Your answer must match the entries below word for word.

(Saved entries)
BEGIN

PR #342, opened 2020-02-17
Fix math error

JoshPaterson:
I found this math error when I tried changing t here:

https://github.com/skyfielders/python-skyfield/blob/e58b514e98128e08b336f960ea12502bf97bbcbd/skyfield/tests/test_keplerlib.py#L41

and I couldn't get the test to fail.

### DIFF
--- a/skyfield/keplerlib.py
+++ b/skyfield/keplerlib.py
@@ -54,7 +54,7 @@ class KeplerOrbit(VectorFunction):
         if mu_km_s:
             self._mu_km_s = mu_km_s
         elif mu_au_d:
-            self._mu_km_s =  mu_au_d / AU_KM**3 * DAY_S**2
+            self._mu_km_s =  mu_au_d * AU_KM**3 / DAY_S**2
 
         self.position_at_epoch = position
         self.velocity_at_epoch = velocity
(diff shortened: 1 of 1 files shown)


brandon-rhodes:
Thanks for the update!

Longer-term (like, maybe later this month) I would like to simplify to only having one of these two ways of providing the value, to keep the signature simpler. Generally I have been having Skyfield always use au and days internally, so my preference will probably be to keep that one.

JoshPaterson:
I think switching to au^3/d^2 would be great. 

The only reason I used km^3/s^2 was because that's what I used internally in `elementslib.py`, and the only reason I did that was because that was the unit used in the file I copied and pasted from Horizons into `data/gravitational_parameters.py`. I've since realized it would have been easy to use a dictionary comprehension to make a version of `data.gravitational_parameters.GM_dict` that uses au^3/d^2 to match the working units of the rest of skyfield, but I didn't think of it at the time!

barrycarter:
Interestingly(ish), au^3/d^2 is what NASA uses internally to compute the developmental ephemeredes: http://ilrs.gsfc.nasa.gov/docs/2014/196C.pdf explains more and the raw data is at: ftp://ssd.jpl.nasa.gov/pub/eph/planets/ascii/de431/header.431_572

Less interestingly, I make an attempt to explain the data myself at: https://github.com/barrycarter/bcapps/tree/master/ASTRO/README

brandon-rhodes:
Going forward, we might want to think about having users import official NASA files for solar system masses instead of carrying them inline, since they are values that get revised and updated. Using the parser I already wrote for [planetary reference frames](https://rhodesmill.org/skyfield/planetary.html) we should be able to import a file like:

https://naif.jpl.nasa.gov/pub/naif/generic_kernels/pck/gm_de431.tpc

(Which, I see, uses the km-s rather than the au-d that would more perfectly match Skyfield!)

END

### Result of this exercise
PR #342, opened 2020-02-17
Fix math error

JoshPaterson:
I found this math error when I tried changing t here:

https://github.com/skyfielders/python-skyfield/blob/e58b514e98128e08b336f960ea12502bf97bbcbd/skyfield/tests/test_keplerlib.py#L41

and I couldn't get the test to fail.

### DIFF
--- a/skyfield/keplerlib.py
+++ b/skyfield/keplerlib.py
@@ -54,7 +54,7 @@ class KeplerOrbit(VectorFunction):
         if mu_km_s:
             self._mu_km_s = mu_km_s
         elif mu_au_d:
-            self._mu_km_s =  mu_au_d / AU_KM**3 * DAY_S**2
+            self._mu_km_s =  mu_au_d * AU_KM**3 / DAY_S**2
 
         self.position_at_epoch = position
         self.velocity_at_epoch = velocity
(diff shortened: 1 of 1 files shown)


brandon-rhodes:
Thanks for the update!

Longer-term (like, maybe later this month) I would like to simplify to only having one of these two ways of providing the value, to keep the signature simpler. Generally I have been having Skyfield always use au and days internally, so my preference will probably be to keep that one.

JoshPaterson:
I think switching to au^3/d^2 would be great. 

The only reason I used km^3/s^2 was because that's what I used internally in `elementslib.py`, and the only reason I did that was because that was the unit used in the file I copied and pasted from Horizons into `data/gravitational_parameters.py`. I've since realized it would have been easy to use a dictionary comprehension to make a version of `data.gravitational_parameters.GM_dict` that uses au^3/d^2 to match the working units of the rest of skyfield, but I didn't think of it at the time!

barrycarter:
Interestingly(ish), au^3/d^2 is what NASA uses internally to compute the developmental ephemeredes: http://ilrs.gsfc.nasa.gov/docs/2014/196C.pdf explains more and the raw data is at: ftp://ssd.jpl.nasa.gov/pub/eph/planets/ascii/de431/header.431_572

Less interestingly, I make an attempt to explain the data myself at: https://github.com/barrycarter/bcapps/tree/master/ASTRO/README

brandon-rhodes:
Going forward, we might want to think about having users import official NASA files for solar system masses instead of carrying them inline, since they are values that get revised and updated. Using the parser I already wrote for [planetary reference frames](https://rhodesmill.org/skyfield/planetary.html) we should be able to import a file like:

https://naif.jpl.nasa.gov/pub/naif/generic_kernels/pck/gm_de431.tpc

(Which, I see, uses the km-s rather than the au-d that would more perfectly match Skyfield!)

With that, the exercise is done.